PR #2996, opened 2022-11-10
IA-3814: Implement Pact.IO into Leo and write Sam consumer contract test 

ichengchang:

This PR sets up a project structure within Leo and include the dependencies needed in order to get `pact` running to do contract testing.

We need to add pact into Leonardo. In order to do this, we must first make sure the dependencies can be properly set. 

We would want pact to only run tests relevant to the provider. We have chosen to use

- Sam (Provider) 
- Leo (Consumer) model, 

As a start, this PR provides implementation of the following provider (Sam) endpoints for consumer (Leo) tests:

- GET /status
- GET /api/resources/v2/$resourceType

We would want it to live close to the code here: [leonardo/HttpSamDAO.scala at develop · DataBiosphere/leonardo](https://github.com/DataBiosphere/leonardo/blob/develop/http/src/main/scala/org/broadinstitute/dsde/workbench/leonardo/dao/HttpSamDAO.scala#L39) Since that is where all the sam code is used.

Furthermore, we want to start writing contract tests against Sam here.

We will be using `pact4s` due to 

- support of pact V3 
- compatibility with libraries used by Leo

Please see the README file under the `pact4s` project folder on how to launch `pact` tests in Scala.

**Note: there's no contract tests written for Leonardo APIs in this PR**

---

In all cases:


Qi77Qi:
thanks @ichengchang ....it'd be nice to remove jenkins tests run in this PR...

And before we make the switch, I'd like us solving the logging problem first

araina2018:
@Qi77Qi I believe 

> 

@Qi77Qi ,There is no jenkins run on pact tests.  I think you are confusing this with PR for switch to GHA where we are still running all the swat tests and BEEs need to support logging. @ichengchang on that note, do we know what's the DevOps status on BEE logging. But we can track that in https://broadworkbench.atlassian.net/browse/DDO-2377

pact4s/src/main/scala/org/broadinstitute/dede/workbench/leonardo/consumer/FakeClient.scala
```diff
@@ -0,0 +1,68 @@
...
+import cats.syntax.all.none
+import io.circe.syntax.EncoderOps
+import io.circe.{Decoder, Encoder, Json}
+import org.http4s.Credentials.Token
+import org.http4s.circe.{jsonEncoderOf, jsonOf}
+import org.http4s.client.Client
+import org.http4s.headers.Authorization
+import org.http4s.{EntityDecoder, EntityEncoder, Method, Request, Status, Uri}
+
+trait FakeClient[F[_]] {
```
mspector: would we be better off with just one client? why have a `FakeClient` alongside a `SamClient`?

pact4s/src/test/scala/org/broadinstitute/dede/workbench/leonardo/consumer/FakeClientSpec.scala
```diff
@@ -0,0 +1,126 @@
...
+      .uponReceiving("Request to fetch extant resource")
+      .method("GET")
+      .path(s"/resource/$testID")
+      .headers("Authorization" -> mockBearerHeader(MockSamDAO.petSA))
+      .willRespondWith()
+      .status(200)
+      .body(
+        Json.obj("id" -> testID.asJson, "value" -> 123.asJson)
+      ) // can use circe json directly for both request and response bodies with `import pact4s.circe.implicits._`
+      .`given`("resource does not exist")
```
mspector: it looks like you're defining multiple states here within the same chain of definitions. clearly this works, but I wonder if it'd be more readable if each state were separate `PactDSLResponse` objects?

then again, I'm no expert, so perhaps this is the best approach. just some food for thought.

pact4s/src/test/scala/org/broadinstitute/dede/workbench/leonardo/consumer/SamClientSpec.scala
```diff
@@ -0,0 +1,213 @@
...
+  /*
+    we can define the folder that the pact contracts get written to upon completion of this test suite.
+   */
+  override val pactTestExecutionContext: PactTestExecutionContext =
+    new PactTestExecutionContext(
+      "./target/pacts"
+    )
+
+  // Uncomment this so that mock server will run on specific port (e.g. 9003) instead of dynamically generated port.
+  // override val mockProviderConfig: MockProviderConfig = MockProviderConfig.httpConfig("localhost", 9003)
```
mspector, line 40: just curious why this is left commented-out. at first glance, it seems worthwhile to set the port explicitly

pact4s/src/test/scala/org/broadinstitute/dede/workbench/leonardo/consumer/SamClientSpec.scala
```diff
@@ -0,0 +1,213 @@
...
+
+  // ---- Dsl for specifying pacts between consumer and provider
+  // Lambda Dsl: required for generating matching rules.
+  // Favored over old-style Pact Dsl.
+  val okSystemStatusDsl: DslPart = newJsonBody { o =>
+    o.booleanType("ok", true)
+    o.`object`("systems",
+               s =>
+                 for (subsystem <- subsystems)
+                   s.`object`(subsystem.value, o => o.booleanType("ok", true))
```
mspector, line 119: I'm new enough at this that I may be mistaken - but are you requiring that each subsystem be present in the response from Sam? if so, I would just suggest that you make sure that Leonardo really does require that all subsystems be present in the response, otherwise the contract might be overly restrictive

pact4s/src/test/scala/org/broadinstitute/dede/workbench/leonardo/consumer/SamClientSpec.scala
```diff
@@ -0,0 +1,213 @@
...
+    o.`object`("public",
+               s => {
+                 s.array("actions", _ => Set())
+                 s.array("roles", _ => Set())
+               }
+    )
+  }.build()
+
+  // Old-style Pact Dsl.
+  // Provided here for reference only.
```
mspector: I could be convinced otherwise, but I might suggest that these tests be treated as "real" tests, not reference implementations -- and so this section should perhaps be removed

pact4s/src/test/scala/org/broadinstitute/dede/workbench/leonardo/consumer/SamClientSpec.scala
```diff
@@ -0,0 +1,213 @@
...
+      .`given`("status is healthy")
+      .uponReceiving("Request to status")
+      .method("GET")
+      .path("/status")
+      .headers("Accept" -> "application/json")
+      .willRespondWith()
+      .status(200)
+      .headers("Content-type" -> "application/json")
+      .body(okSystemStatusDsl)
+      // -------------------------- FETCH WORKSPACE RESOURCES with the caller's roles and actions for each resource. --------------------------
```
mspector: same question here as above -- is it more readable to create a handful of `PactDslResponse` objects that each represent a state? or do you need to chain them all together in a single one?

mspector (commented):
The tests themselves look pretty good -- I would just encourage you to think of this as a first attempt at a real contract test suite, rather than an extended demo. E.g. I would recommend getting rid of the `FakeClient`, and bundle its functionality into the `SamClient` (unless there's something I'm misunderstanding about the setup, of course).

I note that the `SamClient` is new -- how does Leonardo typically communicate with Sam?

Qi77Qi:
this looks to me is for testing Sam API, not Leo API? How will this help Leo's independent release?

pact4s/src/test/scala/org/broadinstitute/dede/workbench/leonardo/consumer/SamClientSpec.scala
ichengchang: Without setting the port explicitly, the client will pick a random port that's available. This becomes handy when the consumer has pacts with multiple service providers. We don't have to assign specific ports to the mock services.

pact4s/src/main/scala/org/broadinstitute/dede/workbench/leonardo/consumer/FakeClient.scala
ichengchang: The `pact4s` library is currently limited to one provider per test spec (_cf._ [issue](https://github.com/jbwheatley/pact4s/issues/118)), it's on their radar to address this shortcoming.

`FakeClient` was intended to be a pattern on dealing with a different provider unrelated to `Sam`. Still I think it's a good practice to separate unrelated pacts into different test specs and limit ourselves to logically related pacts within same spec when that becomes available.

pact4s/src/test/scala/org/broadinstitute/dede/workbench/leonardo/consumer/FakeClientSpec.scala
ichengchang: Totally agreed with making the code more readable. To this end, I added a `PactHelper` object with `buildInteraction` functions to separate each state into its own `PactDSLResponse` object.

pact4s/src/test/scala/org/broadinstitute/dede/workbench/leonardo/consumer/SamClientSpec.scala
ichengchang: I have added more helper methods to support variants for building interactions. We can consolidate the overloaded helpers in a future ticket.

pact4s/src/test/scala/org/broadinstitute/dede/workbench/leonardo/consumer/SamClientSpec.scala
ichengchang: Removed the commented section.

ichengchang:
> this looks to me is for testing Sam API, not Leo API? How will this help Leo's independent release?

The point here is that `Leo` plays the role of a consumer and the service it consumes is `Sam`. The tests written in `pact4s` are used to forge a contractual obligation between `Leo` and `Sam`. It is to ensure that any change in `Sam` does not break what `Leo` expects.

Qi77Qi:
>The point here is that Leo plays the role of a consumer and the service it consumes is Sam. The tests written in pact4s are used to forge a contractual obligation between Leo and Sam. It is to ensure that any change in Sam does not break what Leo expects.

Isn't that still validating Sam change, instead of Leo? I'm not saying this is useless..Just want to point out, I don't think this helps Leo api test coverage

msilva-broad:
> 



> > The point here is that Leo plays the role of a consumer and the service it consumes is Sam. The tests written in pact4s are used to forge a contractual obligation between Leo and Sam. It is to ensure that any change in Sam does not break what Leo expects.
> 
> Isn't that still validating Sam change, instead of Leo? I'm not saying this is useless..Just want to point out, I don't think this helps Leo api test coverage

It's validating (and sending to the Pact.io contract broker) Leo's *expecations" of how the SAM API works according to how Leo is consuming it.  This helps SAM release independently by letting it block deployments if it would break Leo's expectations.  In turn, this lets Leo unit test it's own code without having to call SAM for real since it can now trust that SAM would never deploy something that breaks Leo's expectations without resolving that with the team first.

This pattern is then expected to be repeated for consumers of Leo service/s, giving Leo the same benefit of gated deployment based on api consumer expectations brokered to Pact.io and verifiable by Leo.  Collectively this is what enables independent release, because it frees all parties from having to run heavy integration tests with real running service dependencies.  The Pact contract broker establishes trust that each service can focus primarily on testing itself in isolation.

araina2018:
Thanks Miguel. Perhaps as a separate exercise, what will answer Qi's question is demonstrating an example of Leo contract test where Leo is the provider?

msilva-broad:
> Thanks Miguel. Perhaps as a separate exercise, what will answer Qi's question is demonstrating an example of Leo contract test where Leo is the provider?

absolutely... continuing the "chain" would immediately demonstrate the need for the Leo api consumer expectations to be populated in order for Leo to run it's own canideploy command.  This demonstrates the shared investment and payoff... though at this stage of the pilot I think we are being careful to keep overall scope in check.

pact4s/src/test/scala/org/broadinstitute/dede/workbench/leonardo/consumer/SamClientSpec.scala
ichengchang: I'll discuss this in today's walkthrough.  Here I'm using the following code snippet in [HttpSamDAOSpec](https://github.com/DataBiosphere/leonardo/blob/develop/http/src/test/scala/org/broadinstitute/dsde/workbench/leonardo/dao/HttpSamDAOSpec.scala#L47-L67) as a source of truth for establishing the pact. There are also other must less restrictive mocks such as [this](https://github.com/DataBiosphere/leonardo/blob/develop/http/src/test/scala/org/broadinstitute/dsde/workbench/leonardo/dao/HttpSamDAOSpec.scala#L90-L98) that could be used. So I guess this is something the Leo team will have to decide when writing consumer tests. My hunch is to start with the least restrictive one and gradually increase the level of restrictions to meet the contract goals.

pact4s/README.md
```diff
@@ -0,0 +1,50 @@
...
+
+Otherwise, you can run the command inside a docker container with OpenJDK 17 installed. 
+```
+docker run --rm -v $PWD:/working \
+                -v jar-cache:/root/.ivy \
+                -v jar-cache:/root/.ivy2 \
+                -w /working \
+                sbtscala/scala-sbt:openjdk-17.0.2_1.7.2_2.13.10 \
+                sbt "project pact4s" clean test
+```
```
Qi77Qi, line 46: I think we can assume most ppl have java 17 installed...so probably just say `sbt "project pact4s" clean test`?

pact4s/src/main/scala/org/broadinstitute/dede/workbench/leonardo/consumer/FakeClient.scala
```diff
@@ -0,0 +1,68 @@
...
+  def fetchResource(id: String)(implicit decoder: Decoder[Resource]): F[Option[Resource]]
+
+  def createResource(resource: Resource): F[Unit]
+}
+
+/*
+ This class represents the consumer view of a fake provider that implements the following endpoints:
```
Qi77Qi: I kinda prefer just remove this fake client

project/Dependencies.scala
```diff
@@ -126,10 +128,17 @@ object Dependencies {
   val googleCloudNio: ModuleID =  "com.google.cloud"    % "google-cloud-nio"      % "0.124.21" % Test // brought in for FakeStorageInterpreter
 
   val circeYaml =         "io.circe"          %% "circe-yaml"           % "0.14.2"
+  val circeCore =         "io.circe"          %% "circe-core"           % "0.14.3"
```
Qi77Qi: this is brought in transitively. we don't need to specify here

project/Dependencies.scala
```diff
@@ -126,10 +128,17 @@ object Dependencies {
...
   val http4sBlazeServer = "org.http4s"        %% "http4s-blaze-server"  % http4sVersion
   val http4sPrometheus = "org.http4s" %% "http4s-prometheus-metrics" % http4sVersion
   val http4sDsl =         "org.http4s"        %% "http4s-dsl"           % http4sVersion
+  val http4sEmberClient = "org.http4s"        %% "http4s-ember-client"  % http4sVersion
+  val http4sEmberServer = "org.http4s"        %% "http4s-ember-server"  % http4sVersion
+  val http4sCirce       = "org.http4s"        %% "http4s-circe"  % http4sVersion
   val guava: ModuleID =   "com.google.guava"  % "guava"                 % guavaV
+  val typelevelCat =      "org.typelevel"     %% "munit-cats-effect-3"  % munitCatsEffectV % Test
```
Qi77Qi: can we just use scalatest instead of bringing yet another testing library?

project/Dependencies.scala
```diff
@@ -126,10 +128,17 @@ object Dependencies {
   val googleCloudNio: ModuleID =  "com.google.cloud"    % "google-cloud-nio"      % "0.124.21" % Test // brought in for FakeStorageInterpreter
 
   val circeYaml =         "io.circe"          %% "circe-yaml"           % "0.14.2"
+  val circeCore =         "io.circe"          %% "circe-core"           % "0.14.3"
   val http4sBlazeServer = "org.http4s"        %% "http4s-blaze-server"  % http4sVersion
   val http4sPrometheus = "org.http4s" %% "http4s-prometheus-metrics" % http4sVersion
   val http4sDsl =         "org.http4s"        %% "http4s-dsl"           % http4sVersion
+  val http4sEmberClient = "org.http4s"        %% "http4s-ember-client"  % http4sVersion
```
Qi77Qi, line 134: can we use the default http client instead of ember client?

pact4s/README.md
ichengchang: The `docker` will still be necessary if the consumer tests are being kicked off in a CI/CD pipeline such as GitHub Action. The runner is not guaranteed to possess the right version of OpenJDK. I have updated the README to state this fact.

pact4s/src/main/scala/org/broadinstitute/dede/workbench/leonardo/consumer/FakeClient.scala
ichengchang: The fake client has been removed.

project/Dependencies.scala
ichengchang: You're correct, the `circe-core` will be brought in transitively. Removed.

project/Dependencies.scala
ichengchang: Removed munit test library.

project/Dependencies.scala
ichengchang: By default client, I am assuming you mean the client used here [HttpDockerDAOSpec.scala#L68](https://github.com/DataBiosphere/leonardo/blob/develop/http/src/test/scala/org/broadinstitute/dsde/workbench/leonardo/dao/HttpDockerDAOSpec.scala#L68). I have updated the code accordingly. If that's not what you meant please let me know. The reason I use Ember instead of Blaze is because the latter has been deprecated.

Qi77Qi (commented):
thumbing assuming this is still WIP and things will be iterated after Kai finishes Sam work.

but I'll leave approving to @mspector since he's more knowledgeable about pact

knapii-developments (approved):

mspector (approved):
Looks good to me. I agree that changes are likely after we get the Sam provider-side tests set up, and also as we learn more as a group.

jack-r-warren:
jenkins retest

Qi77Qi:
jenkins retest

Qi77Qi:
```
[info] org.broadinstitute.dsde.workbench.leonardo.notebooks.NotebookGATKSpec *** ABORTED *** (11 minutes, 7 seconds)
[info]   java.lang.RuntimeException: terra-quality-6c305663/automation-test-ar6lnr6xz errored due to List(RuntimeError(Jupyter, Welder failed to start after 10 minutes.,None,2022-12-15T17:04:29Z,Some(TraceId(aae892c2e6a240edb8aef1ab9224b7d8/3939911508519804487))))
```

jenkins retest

######

**What to work on:** Going back over the entries above, copy word for word every line from the one that has "Furthermore, we want" on through the one that has "Please see the".

**Answer section:**
Furthermore, we want to start writing contract tests against Sam here.

We will be using `pact4s` due to 

- support of pact V3 
- compatibility with libraries used by Leo

Please see the README file under the `pact4s` project folder on how to launch `pact` tests in Scala.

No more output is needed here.